Thanks for reporting back. To clarify something though, the fluid was dark because of the rust inhibitor that GM put inside the transmission, which is wearing off into the oil and causing massive amounts of shifting issues. That is the biggest reason I recommend people change their transmission fluid no later than 20k miles with these transmissions. Rumor is that GM stopped using that rust inhibitor in their transmissions, but we have yet to determine that based on transmission shifting. This is an unusual case where the color of the fluid does not indicate that it is burned, but rather contaminated.


----------



## Diesel Dan (May 18, 2013)

spacedout said:


> Don't think you find a dealer using a flush machine for transmissions, GM has been a drain and fill only company for some time now. Have heard getting a flush can push debris through the transmission and actually cause issues.


Regarding flush machines:
Some years ago I ran across an article where they used a homemade "flush" machine. I will try my best to explain what it was. 

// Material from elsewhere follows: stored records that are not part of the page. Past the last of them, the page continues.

PR #1260, opened 2023-06-10
using token type hint in OAuth2TokenIntrospectionAuthenticationProvider

paz-raon:
Issue gh-1255

I hope this PR will help resolve the issue.

PR #1580, opened 2024-04-01
Using token_type_hint when find tokens in OAuth2TokenRevocationAuthenticationProvider

sangjaeoh:
Hello.

I called oauth2/revoke with a token_type_hint to revoke the token, but I found that the token type hint was not being used.

I looked through the documentation, found that access_token and refresh_token can be provided as token_type_hint.
(https://tools.ietf.org/html/rfc7009#section-2.1)

Thank you. 😃


jgrandja:
Thanks for the PR @sangjaeoh. But this is a duplicate of gh-1260. Please see this [comment](https://github.com/spring-projects/spring-authorization-server/pull/1260#issuecomment-1587720297) for details.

Construction consisted of 6" diameter x 24"(approx) polycarbonate tubing, floating piston inside, capped on both ends with pipe fittings.
Push the piston to the bottom of the cylinder, fill with approx 10qts of fluid and install top cap.
Using flexible rubber hose attach the cars outlet cooler line to the bottom cylinder fitting and the upper cylinder fitting to the return line of the car or at the cooler fitting.
Start the car up and it will pump old fluid out and new in at the same rate/pressure as normal.

SOME day I want to build one of these.
But instead of expensive polycarbonate tubing I want to use more affordable PVC tubing. The poly allows you to see how much fluid is left while running but the PVC won't. My plan is to install a pressure relief valve on the inlet line going to the cylinder and run it until fluid comes out the pressure relief. 

Other items would be shutoff valves for the cylinder, assorted fittings for cooler lines etc.

In the past I've unhooked the return line at the trans cooler, installed a piece of tubing and short hose to a 1 gal container. As the vehicle ran I would add fluid through the dipstick tube 1 for 1 and put 2-3 gallons in. These were larger 4L60/4L80Es.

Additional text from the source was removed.